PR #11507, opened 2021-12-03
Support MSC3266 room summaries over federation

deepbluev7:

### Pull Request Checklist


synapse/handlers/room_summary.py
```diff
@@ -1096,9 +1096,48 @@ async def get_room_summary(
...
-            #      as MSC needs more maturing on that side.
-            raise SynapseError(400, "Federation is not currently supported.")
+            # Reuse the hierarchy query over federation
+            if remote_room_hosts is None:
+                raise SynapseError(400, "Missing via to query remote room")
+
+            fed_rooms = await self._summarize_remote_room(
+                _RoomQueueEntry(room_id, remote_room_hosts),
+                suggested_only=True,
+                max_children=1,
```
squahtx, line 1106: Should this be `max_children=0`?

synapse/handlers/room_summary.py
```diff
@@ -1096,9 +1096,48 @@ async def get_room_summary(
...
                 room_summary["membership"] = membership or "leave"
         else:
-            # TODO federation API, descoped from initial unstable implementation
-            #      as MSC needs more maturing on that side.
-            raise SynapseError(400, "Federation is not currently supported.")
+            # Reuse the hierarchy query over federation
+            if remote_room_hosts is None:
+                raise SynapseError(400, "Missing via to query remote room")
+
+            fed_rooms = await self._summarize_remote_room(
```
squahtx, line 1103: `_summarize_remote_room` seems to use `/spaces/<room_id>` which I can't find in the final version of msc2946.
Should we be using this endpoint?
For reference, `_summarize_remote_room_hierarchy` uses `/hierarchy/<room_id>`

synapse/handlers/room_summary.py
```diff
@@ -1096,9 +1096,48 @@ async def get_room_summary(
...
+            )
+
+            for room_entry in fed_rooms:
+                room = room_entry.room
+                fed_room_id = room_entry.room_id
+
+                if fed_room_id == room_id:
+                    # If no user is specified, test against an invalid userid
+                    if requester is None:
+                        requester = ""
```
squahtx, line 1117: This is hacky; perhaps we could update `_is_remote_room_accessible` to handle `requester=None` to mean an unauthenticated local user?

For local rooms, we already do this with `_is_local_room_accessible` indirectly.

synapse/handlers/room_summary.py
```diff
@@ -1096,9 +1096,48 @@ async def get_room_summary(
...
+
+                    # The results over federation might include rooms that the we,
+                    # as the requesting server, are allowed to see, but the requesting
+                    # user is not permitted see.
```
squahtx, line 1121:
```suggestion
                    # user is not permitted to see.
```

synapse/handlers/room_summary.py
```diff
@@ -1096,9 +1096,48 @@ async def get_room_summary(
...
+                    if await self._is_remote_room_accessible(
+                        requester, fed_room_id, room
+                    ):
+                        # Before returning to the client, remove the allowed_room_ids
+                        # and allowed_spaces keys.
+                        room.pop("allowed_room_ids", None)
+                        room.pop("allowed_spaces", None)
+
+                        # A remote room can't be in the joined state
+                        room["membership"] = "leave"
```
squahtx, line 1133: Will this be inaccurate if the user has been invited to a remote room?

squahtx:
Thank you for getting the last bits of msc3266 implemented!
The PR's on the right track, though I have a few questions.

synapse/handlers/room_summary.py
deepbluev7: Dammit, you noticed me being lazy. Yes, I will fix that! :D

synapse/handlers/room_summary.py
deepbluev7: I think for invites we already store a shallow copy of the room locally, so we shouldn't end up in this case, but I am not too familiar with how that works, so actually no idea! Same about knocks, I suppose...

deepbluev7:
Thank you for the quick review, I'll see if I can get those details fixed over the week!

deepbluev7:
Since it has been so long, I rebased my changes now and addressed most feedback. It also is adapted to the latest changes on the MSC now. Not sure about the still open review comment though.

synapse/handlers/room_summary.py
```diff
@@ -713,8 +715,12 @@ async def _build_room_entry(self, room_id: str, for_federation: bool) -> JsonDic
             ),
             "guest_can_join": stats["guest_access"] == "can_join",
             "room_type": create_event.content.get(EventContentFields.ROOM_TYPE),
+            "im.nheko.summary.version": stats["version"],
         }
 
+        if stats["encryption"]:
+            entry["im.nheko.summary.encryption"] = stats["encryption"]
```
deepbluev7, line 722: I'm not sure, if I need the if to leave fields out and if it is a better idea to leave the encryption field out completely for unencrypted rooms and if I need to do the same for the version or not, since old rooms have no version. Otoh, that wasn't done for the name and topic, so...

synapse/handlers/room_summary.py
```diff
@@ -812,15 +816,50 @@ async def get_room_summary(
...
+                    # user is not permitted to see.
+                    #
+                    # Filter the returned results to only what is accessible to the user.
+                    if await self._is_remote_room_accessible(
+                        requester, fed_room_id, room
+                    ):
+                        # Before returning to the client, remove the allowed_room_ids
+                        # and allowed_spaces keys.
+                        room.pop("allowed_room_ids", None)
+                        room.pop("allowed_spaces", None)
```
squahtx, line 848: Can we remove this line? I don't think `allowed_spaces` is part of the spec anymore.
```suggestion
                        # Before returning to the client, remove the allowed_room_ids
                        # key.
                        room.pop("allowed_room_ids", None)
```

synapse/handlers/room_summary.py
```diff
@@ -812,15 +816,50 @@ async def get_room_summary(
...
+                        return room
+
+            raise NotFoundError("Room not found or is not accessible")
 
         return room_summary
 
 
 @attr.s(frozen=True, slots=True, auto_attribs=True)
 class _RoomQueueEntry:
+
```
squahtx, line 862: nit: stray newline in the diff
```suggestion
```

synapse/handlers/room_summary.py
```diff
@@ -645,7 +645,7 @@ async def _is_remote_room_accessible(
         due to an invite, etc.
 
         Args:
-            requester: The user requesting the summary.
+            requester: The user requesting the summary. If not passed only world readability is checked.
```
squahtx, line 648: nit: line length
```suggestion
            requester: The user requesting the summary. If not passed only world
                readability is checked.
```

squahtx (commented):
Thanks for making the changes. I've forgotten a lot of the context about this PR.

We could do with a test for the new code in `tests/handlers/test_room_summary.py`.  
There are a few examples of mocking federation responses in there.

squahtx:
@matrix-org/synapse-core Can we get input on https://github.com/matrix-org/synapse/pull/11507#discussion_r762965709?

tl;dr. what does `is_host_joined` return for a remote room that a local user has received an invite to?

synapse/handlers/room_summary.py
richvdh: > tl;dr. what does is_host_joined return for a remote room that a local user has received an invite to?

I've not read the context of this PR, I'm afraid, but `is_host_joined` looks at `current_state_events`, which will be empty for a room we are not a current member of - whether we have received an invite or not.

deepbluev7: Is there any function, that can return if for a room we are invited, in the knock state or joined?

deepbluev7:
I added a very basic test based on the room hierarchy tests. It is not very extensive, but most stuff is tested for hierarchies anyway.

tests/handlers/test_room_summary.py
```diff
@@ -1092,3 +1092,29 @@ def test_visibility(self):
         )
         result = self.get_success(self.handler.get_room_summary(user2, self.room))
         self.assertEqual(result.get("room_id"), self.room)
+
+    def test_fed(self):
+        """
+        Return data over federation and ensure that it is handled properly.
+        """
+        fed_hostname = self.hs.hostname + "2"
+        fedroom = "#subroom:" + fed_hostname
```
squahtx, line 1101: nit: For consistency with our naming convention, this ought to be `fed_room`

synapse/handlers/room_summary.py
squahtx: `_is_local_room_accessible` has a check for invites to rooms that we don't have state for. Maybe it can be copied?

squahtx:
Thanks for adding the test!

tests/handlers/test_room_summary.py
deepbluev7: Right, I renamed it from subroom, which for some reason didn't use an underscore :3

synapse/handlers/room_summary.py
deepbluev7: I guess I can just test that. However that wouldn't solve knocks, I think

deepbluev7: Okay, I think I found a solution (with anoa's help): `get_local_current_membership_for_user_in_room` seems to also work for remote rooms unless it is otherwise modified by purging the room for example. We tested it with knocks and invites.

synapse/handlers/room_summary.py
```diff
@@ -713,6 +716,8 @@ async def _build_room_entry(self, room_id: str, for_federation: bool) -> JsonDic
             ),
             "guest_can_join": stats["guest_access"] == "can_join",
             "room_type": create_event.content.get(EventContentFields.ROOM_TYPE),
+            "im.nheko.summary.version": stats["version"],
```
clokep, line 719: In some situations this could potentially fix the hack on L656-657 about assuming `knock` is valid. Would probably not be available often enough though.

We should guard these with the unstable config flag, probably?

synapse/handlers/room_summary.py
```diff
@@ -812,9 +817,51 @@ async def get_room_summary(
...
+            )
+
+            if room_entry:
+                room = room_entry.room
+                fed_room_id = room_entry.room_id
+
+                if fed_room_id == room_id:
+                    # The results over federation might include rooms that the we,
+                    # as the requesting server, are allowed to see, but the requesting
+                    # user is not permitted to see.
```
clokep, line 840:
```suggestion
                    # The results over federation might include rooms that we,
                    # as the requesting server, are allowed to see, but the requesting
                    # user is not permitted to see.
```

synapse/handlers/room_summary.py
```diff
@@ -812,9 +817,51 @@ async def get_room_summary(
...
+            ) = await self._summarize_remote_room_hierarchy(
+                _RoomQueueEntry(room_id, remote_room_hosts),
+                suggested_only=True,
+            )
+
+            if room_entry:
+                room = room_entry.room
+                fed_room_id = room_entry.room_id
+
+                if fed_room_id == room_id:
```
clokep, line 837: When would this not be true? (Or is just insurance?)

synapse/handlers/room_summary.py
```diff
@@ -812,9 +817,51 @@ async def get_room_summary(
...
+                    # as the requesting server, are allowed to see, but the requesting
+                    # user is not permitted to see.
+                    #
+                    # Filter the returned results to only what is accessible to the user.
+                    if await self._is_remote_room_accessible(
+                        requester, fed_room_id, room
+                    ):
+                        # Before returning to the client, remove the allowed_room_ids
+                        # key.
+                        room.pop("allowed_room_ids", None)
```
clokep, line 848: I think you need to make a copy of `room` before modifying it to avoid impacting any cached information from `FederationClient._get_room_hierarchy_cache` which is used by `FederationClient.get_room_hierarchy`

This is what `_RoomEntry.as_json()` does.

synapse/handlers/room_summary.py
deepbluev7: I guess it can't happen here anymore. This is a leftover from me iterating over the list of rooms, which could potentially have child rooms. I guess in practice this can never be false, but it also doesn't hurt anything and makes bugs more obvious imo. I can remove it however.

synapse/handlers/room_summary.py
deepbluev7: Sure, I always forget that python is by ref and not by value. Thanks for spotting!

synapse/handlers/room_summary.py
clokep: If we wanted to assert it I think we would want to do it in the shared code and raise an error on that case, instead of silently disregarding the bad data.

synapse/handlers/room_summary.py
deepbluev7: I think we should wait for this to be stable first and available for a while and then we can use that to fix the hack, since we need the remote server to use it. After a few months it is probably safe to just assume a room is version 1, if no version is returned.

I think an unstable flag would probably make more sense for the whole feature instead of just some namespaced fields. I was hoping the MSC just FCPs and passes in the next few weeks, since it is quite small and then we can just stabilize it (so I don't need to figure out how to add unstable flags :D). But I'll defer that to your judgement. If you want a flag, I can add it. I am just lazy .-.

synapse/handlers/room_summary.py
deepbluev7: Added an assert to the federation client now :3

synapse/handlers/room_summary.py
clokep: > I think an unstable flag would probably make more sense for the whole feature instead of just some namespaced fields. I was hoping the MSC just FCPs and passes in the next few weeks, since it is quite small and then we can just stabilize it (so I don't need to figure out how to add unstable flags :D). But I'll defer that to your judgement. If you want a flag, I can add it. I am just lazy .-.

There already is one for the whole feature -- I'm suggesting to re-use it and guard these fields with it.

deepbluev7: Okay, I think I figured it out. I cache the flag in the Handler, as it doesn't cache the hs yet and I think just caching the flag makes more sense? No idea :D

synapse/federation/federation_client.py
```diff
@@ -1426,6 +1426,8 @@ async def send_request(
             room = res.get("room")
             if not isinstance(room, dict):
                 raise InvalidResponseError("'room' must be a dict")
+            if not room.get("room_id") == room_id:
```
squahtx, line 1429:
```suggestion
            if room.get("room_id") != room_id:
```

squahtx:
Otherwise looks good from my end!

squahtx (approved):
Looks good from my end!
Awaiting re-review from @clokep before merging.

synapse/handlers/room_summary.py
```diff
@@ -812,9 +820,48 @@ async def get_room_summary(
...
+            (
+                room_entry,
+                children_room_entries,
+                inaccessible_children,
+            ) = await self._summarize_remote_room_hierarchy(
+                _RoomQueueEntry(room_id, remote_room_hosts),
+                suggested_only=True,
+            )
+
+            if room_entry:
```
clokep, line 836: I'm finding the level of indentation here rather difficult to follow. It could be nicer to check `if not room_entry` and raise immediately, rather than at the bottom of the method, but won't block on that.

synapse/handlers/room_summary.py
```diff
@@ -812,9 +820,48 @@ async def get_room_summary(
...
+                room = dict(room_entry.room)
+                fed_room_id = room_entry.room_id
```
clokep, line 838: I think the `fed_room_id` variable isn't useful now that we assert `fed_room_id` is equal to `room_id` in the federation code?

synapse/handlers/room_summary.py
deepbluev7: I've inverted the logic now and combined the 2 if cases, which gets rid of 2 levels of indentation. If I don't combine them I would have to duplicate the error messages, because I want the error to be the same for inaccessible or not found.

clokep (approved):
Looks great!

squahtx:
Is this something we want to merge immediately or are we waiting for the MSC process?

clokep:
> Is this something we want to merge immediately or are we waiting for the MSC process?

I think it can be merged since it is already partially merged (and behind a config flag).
# # # #
Exercise brief:
Your answer must consist solely of the lines above between the line holding "Thanks for adding the test!" and the line holding "deepbluev7: I guess I can", inclusive, copied exactly.

Reply to the task:
Thanks for adding the test!

tests/handlers/test_room_summary.py
deepbluev7: Right, I renamed it from subroom, which for some reason didn't use an underscore :3

synapse/handlers/room_summary.py
deepbluev7: I guess I can just test that. However that wouldn't solve knocks, I think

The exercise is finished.